▸ **THE TASK**
Look through the entries below and return all lines including the word "only".

○ ○ ○ ○

PR #1934, opened 2025-12-04
chore: allFuturesThrowing renamed to allFuturesRaising

vladopajic:
- rename `allFuturesThrowing` -> `allFuturesRaising`
  - initially PR's intention was to rename it to `allFuturesDiscarding`, but `Raising` has more sense based on https://github.com/vacp2p/nim-libp2p/pull/1934#discussion_r2592984943
- adding `Raising` to return type
- removed unnecessary call to `allFutures / allFinished` within `allFuturesThrowing`

### DIFF
--- a/tests/tools/futures.nim
+++ b/tests/tools/futures.nim
@@ -14,7 +14,9 @@ proc completedFuture*(): Future[void] =
   f.complete()
   f
 
-proc allFuturesThrowing*(args: varargs[FutureBase]): Future[void] =
+proc allFuturesRaising*(
+    args: varargs[FutureBase]
+): Future[void].Raising([CatchableError]) =
   # This proc is only meant for use in tests / not suitable for general use.
   # Swallowing errors arbitrarily instead of aggregating them is bad design
   # It raises `CatchableError` instead of the union of the `futs` errors,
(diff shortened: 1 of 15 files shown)


tests/tools/futures.nim
```diff
@@ -14,11 +14,11 @@ proc completedFuture*(): Future[void] =
   f.complete()
   f
 
-proc allFuturesThrowing*(args: varargs[FutureBase]): Future[void] =
+proc allFuturesDiscarding*(args: varargs[FutureBase]): Future[void] =
```
arnetheduck: "throwing" here refers to the fact that if any one of the futures given in `args` fails due to an exception, that exception will be raised by `await allFuturesThrowing(futs)` - "discarding" does not really represent this operation well.

semantically, this function performs the following operations:
```nim
var firstError: CatchableError
for f in futs:
  try:
    discard await fut
  except CatchableError as exc:
    if firstError != nil: firstError = exc
if firstError != nil:
  raise firstError
```

vladopajic: aha!

arnetheduck: (also, to nitpick, in nim we "raise", we don't "throw")

vladopajic: i have reverted renamed, leaving only other cosmetically changes.

vladopajic: > in nim we "raise"

somehow i totally missed this point. yes `Raising` makes sense more then `Throwing` i have renamed it accordingly.

tests/tools/futures.nim
```diff
@@ -14,11 +14,13 @@ proc completedFuture*(): Future[void] =
   f.complete()
   f
 
-proc allFuturesThrowing*(args: varargs[FutureBase]): Future[void] =
+proc allFuturesRaising*(
+    args: varargs[FutureBase]
+): Future[void].Raising([CatchableError]) =
```
vladopajic, line 19: also added Raising to return type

○ ○ ○ ○

▸ **ANSWER SPACE**
   # This proc is only meant for use in tests / not suitable for general use.
vladopajic: i have reverted renamed, leaving only other cosmetically changes.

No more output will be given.